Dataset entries
--------------------------------------------------

PR #682, opened 2017-11-25
Use color names to help themes. +fix

Artistan:
use color names by default to allow dark/light themes to adjust colors based on names.
Also fix a bug with POWERLEVEL9K_DIR_OMIT_FIRST_CHARACTER 
 - truncates the $packageName when using 'truncate_with_package_name
 - added tests for both true and false for the omit option


Artistan:
not sure why
`The command "test/segments/rust_version.spec" exited with 1.`

Artistan:
Yep @diraol , that .idea folder/files was a mistake. I am used to php projects that have the .idea as a default in the .gitignore due to a lot of devs using Idea IDEs.  I have removed that and updated the last of the tests to check for the named color vs the 0-255 color codes.

Artistan:
The 'prompt_os_icon' color being hard coded number was messing with multiple iterm themes that used named colors (black/white) for editing the theme. This update fixes that in multiple other areas that used 0-255 colors. This help make it more readable for code and for theme settings.

Artistan:
Added a fix for POWERLEVEL9K_DIR_OMIT_FIRST_CHARACTER truncating the $packageName when  using 'truncate_with_package_name'

Artistan:
also optimized to use $current_path rather than calling `pwd | sed -e "s,^$HOME,~,"` multiple times.

Artistan:
needed to test the truncate_with_package_name with or without POWERLEVEL9K_DIR_OMIT_FIRST_CHARACTER

PR #685, opened 2017-11-27
vcs: Disable alias of grep to fix performance penalty

kenhys:
If user defined alias of grep command with '-r' or '--recursive'
option, it causes a slow response of command line. It is not
unexpected behavior of vcs info.

This commit explicitly disables alias of grep to suppress side
effects.


bhilburn:
@kenhys - Wow! This is great! This is a subtle issue with a big impact. Thanks so much for upstreaming the fix! I really appreciate it.

Welcome to P9k `=)`

PR #686, opened 2017-11-27
Fixed Issue with whitespaces in path.

Corwynt:
Whitespaces in Path lead to an error in ´prompt_dir()`. To fix this, the IFS variable which defines the split-chars for assignments is temporarily set to an empty string.

### DIFF
--- a/powerlevel9k.zsh-theme
+++ b/powerlevel9k.zsh-theme
@@ -695,10 +695,10 @@ set_default POWERLEVEL9K_DIR_PATH_SEPARATOR "/"
 set_default POWERLEVEL9K_HOME_FOLDER_ABBREVIATION "~"
 set_default POWERLEVEL9K_DIR_SHOW_WRITABLE false
 prompt_dir() {
-  local tmp=$IFS
+  local tmp="$IFS"
   local IFS=""
   local current_path=$(pwd | sed -e "s,^$HOME,~,")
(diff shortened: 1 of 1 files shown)


Nuntis:
It's not a full fix (it doesn't show error msg but the path is not complete) but thank you anyway

Corwynt:
@Nuntis can you tell me which path doesn't work for you?

Nuntis:
Wow, my bad, it's my fault, I didn't reload my shell u_u
It works perfectly !
Thank you :D

pucicu:
Great! Thank you very much! Works well now.

bhilburn:
Hey @Corwynt! Thanks so much for submitting this PR! The `dir` segment is pretty heavily used, so I do want to make sure we get this bugfix merged.

Currently, this PR is breaking unit tests, and it looks like it may be due to the use of `local`. Have a look:
https://travis-ci.org/bhilburn/powerlevel9k/builds/308097509

What version of ZSH did you test this with locally? I wonder if the behavior has changed.

Corwynt:
@bhilburn The Tests seem to run now, without an error. I was missing some quotes around a variable assignment

bhilburn:
@Corwynt - Thanks for the fix! Looks great.

Thanks again for putting this PR together, and welcome to P9k! `=)`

--------------------------------------------------

ASSIGNMENT: Which lines of the records above contain the word "much"? Copy each of them.

RESULT OF THE EXERCISE:
@kenhys - Wow! This is great! This is a subtle issue with a big impact. Thanks so much for upstreaming the fix! I really appreciate it.
Great! Thank you very much! Works well now.
Hey @Corwynt! Thanks so much for submitting this PR! The `dir` segment is pretty heavily used, so I do want to make sure we get this bugfix merged.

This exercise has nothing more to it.